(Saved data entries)
----------------
PR #97876, opened 2026-08-29
fix(dashboard): show the slot model as current in aux/MoA pickers

xxxigm:
## Summary

- Opening **Set Auxiliary: Vision** showed `current: glm-5.3` (the main chat model) even after Vision was already pinned to Qwen. The save itself worked; the picker header/highlight always came from `/api/model/options`.
- Auxiliary and MoA pickers now pass the slot assignment, so `current:` matches the task list and the picker opens on that provider.

## Test plan

- [x] `npx vitest run src/lib/model-picker-current.test.ts` (from `web/`, 10 passed)
- [ ] Dashboard → Models → Auxiliary Tasks → pin Vision to a model that is not the main chat model
- [ ] Click Change on Vision: header shows that Vision model/provider, not the main chat model
- [ ] Tasks still on `auto` show `current: auto (use main model)`
- [ ] MoA Change on a reference/aggregator slot shows that slot, not the main model

### DIFF
--- a/ui-tui/src/__tests__/appChromeBlockedTimers.test.tsx
+++ b/ui-tui/src/__tests__/appChromeBlockedTimers.test.tsx
@@ -295,12 +295,16 @@ describe('status-chrome timers under an occluding overlay', () => {
     nowSpy.mockReturnValue(T0 + 300_000)
     rule.clear()
     resetOverlayState()
-    await flush()
+
+    // Event-based: a single 20ms flush is not enough under CI load (the
+    // reveal frame never lands, so stdout stays empty after `clear()`).
+    await vi.waitFor(() => {
+      expect(rule.output()).toContain('6m 0s')
+    })
 
     const resumed = rule.output()
 
     // Caught up to real elapsed time, not stuck on the pre-overlay values.
-    expect(resumed).toContain('6m 0s')
     expect(resumed).toContain('✓ 5m 5s')
     expect(resumed).not.toContain('1m 0s')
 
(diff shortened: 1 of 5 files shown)


Enough1122:

**fix(dashboard): show the slot model as current in aux/MoA pickers**

Clean fix. Extracting the "what is current" logic into pure helpers (`model-picker-current.ts`) with dedicated unit tests is the right shape — the screenshot bug (aux picker showing the main chat model as `current`) is properly pinned by `test_resolvePickerCurrent_does_not_let_main_model_leak`. `currentAssignment` threading from `ModelsPage` (aux task / MoA preset) through `ModelPickerDialog` is minimal and consistent.

Non-blocking observations:

1. **Inconsistent trimming across helpers.** `assignmentToPickerCurrent` trims provider/model; `resolvePickerCurrent` returns the override un-trimmed; `formatPickerCurrentLabel` and `isAutoPickerCurrent` trim at render time. The rendered output is trimmed, so it's cosmetic — but normalizing in one place (ideally `resolvePickerCurrent`) would make the data contract more predictable.

2. **Pinned-provider-missing-from-catalog divergence.** When an aux slot is pinned to a provider that isn't in the catalog, `resolveInitialProviderSlug` falls back to the main provider for the initial highlight, but the header (`formatPickerCurrentLabel`) still shows the pinned provider/model. The highlight and header can disagree in that edge case. Acceptable, but worth a conscious look.

3. **`isCurrentProvider` passes `model: ""`.** `ProviderColumn` computes `isAutoPickerCurrent({ model: "", provider: currentProviderSlug })` — the helper ignores `model`, so it works, but the empty `model` field is slightly confusing. Trivial.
----------------
## WORK ORDER
Above are the entries. Output exactly the lines beginning with the line that has "- [ ] Tasks" and ending with the line that has "in aux/MoA pickers**".

## PROBLEM SOLUTION
- [ ] Tasks still on `auto` show `current: auto (use main model)`
- [ ] MoA Change on a reference/aggregator slot shows that slot, not the main model

### DIFF
--- a/ui-tui/src/__tests__/appChromeBlockedTimers.test.tsx
+++ b/ui-tui/src/__tests__/appChromeBlockedTimers.test.tsx
@@ -295,12 +295,16 @@ describe('status-chrome timers under an occluding overlay', () => {
     nowSpy.mockReturnValue(T0 + 300_000)
     rule.clear()
     resetOverlayState()
-    await flush()
+
+    // Event-based: a single 20ms flush is not enough under CI load (the
+    // reveal frame never lands, so stdout stays empty after `clear()`).
+    await vi.waitFor(() => {
+      expect(rule.output()).toContain('6m 0s')
+    })
 
     const resumed = rule.output()
 
     // Caught up to real elapsed time, not stuck on the pre-overlay values.
-    expect(resumed).toContain('6m 0s')
     expect(resumed).toContain('✓ 5m 5s')
     expect(resumed).not.toContain('1m 0s')
 
(diff shortened: 1 of 5 files shown)


Enough1122:

**fix(dashboard): show the slot model as current in aux/MoA pickers**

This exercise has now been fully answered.